Cada nueva infraestructura cultural produce también nuevas formas de alfabetización. La escritura generó alfabetización textual, la ciencia produjo alfabetización científica y la computación introdujo la alfabetización digital. Los modelos de lenguaje están empezando a requerir algo más: una alfabetización en sistemas de representación algorítmica. Esto no significa que toda la sociedad deba convertirse en experta en machine learning, pero si es importante comprender al menos en términos generales cómo se entrenan los modelos, qué papel cumplen los corpus, cómo funcionan las representaciones vectoriales y de que manera los sistemas optimizan la predictibilidad del lenguaje. Entender estos mecanismos permite reconocer que las respuestas de un modelo no son neutrales, sino el resultado de procesos estadísticos entrenados sobre ciertos datos y dentro de ciertas estructuras culturales. Esa comprensión abre la posibilidad de pasar de ser usuarios pasivos de la tecnología a convertirse en interlocutores críticos de ella.
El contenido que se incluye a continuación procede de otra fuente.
Issue #688, opened 2020-04-08
Feature: Add French language


sojan-official:
Feature: Add French language

jtraulle:
I can work on this :slightly_smiling_face:

sojan-official:
@jtraulle  thanks a lot for offering your help. we use crowdin to manage the translations now and believe we have received some help over there already. could you double-check the translations over there before we can bring it into the codebase ? 

https://translate.chatwoot.com/chatwoot/fr

jtraulle:
@sojan-official Thanks, I registered on crowdin and I am currently reviewing current translations :wink:

jtraulle:
Is it possible to slightly increase the width of the sidebar from 23rem to 26rem ? "Canned response" is translated into "Réponses pré-enregistrées" or, shorter by "Réponses standardisées". But 23rem is not enough. As well as "Account Settings" -> "Paramètres du compte" and "Inboxes" -> "Boîtes de réception"

|                  | 23rem | 26rem |
|------------------|---------|--------|
| **Main** sidebar | ![main-sidebar-23rem](https://user-images.githubusercontent.com/613615/79697564-c83d2b00-8283-11ea-87ee-ae798fbaf058.png) | ![main-sidebar-26rem](https://user-images.githubusercontent.com/613615/79697570-cd9a7580-8283-11ea-8fd1-5f1cf2206604.png) |
| **Settings** sidebar | ![settings-sidebar-23rem](https://user-images.githubusercontent.com/613615/79697577-ddb25500-8283-11ea-993e-6b41c8640d46.png) | ![settings-sidebar-26rem](https://user-images.githubusercontent.com/613615/79697583-e440cc80-8283-11ea-8673-b1b33d569e90.png) |

jtraulle:
I just finished the review :tada:

PR #768, opened 2020-04-26
Slightly increase sidebar width

jtraulle:
## Description

This PR, propose to slightly increase the width of the sidebar to allow translated strings in French to be in one line only.

See https://github.com/chatwoot/chatwoot/issues/688#issuecomment-616211237 for more info and visual screenshots of change.


pranavrajs:
@jtraulle Sorry that we missed the comment earlier. I would like to approach this problem differently. I don't think it is a scalable solution to the problem we have, let us say there is a long inbox name which does not fit to the width. Increasing width would not solve that problem. 

I would prefer to have the text truncated like the one given below and show the full text as a popup when we hover on the item.

Screenshot 2020-04-27 13 21 20

Let me know what you think.

jtraulle:
@pranavrajs Thanks for your reply :slightly_smiling_face:  While I understand that this should be scalable for as many languages as possible, I tend to find that it is more readable when we can read the complete string.

So maybe a combination of both solution (increasing size of the sidebar : this would fit 80% of languages I suppose and a CSS ellipsis for the rare translations that would not fit).

pranavrajs:
@jtraulle Sounds good, could you make that change to truncate the text as well?

Please test this in tablet view as well.

jtraulle:
OK, I'll do that. Was stuck yesterday trying to install Yarn dependencies but with the ongoing lock-down situation worldwide, network congestion is more frequent. Finally got it installed and successfully build the docker image.  I'll update the PR ASAP :slightly_smiling_face:

pranavrajs:
> @pranavrajs OK, I'll do that. Was stuck yesterday trying to install Yarn dependencies but with the ongoing lock-down situation worldwide, network congestion is more frequent. Finally got it installed and successfully build the docker image. I'll update the PR ASAP 🙂

Sounds good. Yeah, the network congestion is real.  Hope you are staying safe.

jtraulle:
@pranavrajs I have added the ellipsis. I search for the tooltips definition and found them in /app/javascript/dashboard/i18n/default-sidebar.js but noticed that the **toolTip** keys does not get translated. For example, tooltip _Conversation from all subscribed inboxes_ (for the **Conversations** menu item) does not get translated. Is it possible to change that and allow the **toolTip** to be translated as well ? I search what to modify but without luck ... Thanks for your help :slightly\_smiling\_face:

pranavrajs:
@jtraulle I'll test this out tomorrow. 

> I search for the tooltips definition and found them in /app/javascript/dashboard/i18n/default-sidebar.js but noticed that the toolTip keys does not get translated. For example, tooltip Conversation from all subscribed inboxes (for the Conversations menu item) does not get translated. 

This tooltip is only used in Conversations. I think we can get rid of that attribute all together, it doesn't add much value now.

pranavrajs:
@jtraulle Nice work!

I found a couple of minor issues.

Screenshot 2020-06-09 12 19 05

1. Letters appear to be cut due to some reason, please see `g` in Agentes
2. I would like to have a tooltip on the last one. Right now, the user cannot see the entire text

caseyjhol:
Setting

```css
.wrap {
    padding: $space-small 0;
    margin: -#{$space-small} 0;
}
```
should fix the issue with the bottoms of letters being clipped.

sojan-official:
In our current design iteration, we are trying to expand the conversation workspace area and to that, we are evaluating shrinking the sidebar even further 😅 . I guess the changes here will become irrelevant then.

PR #899, opened 2020-05-29
fix bug within #toggleAgentTypingStatus test

RonWalker22:
The test was providing a false positive as the state of `isAgentTyping` was not changed

I just changed the initial state of isAgentTyping from `false` to `true`

## Type of change
expected)


pranavrajs:
@RonWalker22 Thanks for the PR. 👍

PR #1036, opened 2020-07-14
fixed db:migrate RoundRobin dup

tianlu1677:
Because RoundRobin had defined in file, so when db:create and db:migrate will raise error.
so change the migration file name


sojan-official:
@tianlu1677  thanks a lot for picking thing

Las tecnologías nunca se despliegan de forma completamente controlada; siempre generan espacios de apropiación cultural inesperados. Las innovaciones siempre son reinterpretadas y utilizadas de maneras imprevistas. La imprenta fue apropiada por movimientos religiosos y políticos que no formaban parte de las élites que la impulsaron. Internet fue utilizado por comunidades abiertas para construir nuevas formas de colaboración y producción de conocimiento. El software libre surgió en gran medida desde los márgenes de la industria tecnológica. Los sistemas generativos probablemente seguirán dinámicas similares.
Las culturas periféricas pueden encontrar oportunidades precisamente en ese despliegue. Allí donde los sistemas todavía no están completamente estabilizados aparecen espacios para la experimentación lingüística, la recombinación cultural y la apropiación creativa de las herramientas generativas. Esto puede tomar muchas formas: desde la producción de corpus alternativos hasta el desarrollo de modelos locales o el uso creativo de las herramientas existentes. No se trata de resistir una tecnología , sino de participar en la construcción de sus usos culturales.
Los modelos de lenguaje no reemplazan la cultura humana ni determinan completamente su evolución. Pero sí están empezando a convertirse en infraestructura que media la circulación del conocimiento. En ese contexto, la cuestión central ya no es solamente quién construye los modelos, sino también quién comprende y participa en los sistemas de representación que estos modelos introducen. En esa capacidad de comprender, intervenir y apropiarse culturalmente de esas nuevas infraestructuras es donde empieza a jugarse, cada vez más, la soberanía cognitiva.